AVAILABLE DATA:
PR #293, opened 2023-08-22
rpcv03 starknet_getClass

rianhughes:
closes https://github.com/NethermindEth/starknet.go/issues/227

PR #294, opened 2023-08-22
Rpcv03 declare txn

### LINKED ISSUE #233: Splitting of DECLARE_TXN for different versions

rianhughes:
closes https://github.com/NethermindEth/starknet.go/issues/233

Note: This should be merged immediately after https://github.com/NethermindEth/starknet.go/pull/293. I created ContractClassTemp so that I could work on this issue while waiting for ContractClass to be updated in another [issue](https://github.com/NethermindEth/starknet.go/pull/243)


rpc/types_transaction.go
```diff
@@ -93,17 +93,34 @@ func (tx L1HandlerTxn) Hash() *felt.Felt {
...
 }
 
-type DeclareTxn struct {
+type DeclareTxnV1 struct {
 	CommonTransaction
 
 	// ClassHash the hash of the declared class
 	ClassHash *felt.Felt `json:"class_hash"`
 
+	DeprecatedContractClass `json:"contract_class"`
```
cicr99: This property is not included in version 03, is it from 04? Should we add it here anyway?
I don't think it'll cause any problems

rpc/types_transaction.go
```diff
@@ -93,17 +93,34 @@ func (tx L1HandlerTxn) Hash() *felt.Felt {
...
+
+type DeclareTxnV2 struct {
+	CommonTransaction
+
 	// SenderAddress the address of the account contract sending the declaration transaction
 	SenderAddress *felt.Felt `json:"sender_address"`
+
+	CompiledClassHash *felt.Felt `json:"compiled_class_hash"`
+
+	ContractClassTemp `json:"contract_class,omitempty"`
```
cicr99: Same thing with this one?

rpc/types_transaction.go
```diff
@@ -93,17 +93,34 @@ func (tx L1HandlerTxn) Hash() *felt.Felt {
...
 	// ClassHash the hash of the declared class
 	ClassHash *felt.Felt `json:"class_hash"`
 
+	DeprecatedContractClass `json:"contract_class"`
+
+	// SenderAddress the address of the account contract sending the declaration transaction
+	SenderAddress *felt.Felt `json:"sender_address"`
+}
+
+type DeclareTxnV2 struct {
```
cicr99, line 106: If there's a difference in the ContractClass property between these two types then the following is probably not necessary, but otherwise,  we could think of unifying most of the properties of DeclareTxnV1 and  DeclareTxnV2 in the same type, as most of their properties are the same

rpc/types_contract.go
```diff
@@ -27,6 +27,25 @@ type EntryPointsByType struct {
 	L1Handler   []EntryPoint `json:"L1_HANDLER"`
 }
 
+type DeprecatedContractClass struct {
```
cicr99: This will probably cause some conflicts with #293 
Also it will need to be fixed to actually use the new `ContractClass` type instead of `ContractClassTemp`
I think we should wait for #293 to get in, then fix this one and merge it, wyt?

rpc/types_transaction.go
rianhughes: I think we should keep them separate for now for two reasons 1) it's much easier from a users perspective to know what fields the need to fill in if they are using DeclareTxV1 and DeclareTxV2, and 2) in RPCv04 there are three declare transaction types and merging them will cause unnecessary confusion from a dev + users perspective imo

cicr99 (approved):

PROMPT:
The answer should be the first line of the material and every line after it through the line containing "closes https://github.com/NethermindEth/starknet.go/issues/233", exactly as written, and nothing else.

ANSWER TO THIS EXERCISE:
PR #293, opened 2023-08-22
rpcv03 starknet_getClass

rianhughes:
closes https://github.com/NethermindEth/starknet.go/issues/227

PR #294, opened 2023-08-22
Rpcv03 declare txn

### LINKED ISSUE #233: Splitting of DECLARE_TXN for different versions

rianhughes:
closes https://github.com/NethermindEth/starknet.go/issues/233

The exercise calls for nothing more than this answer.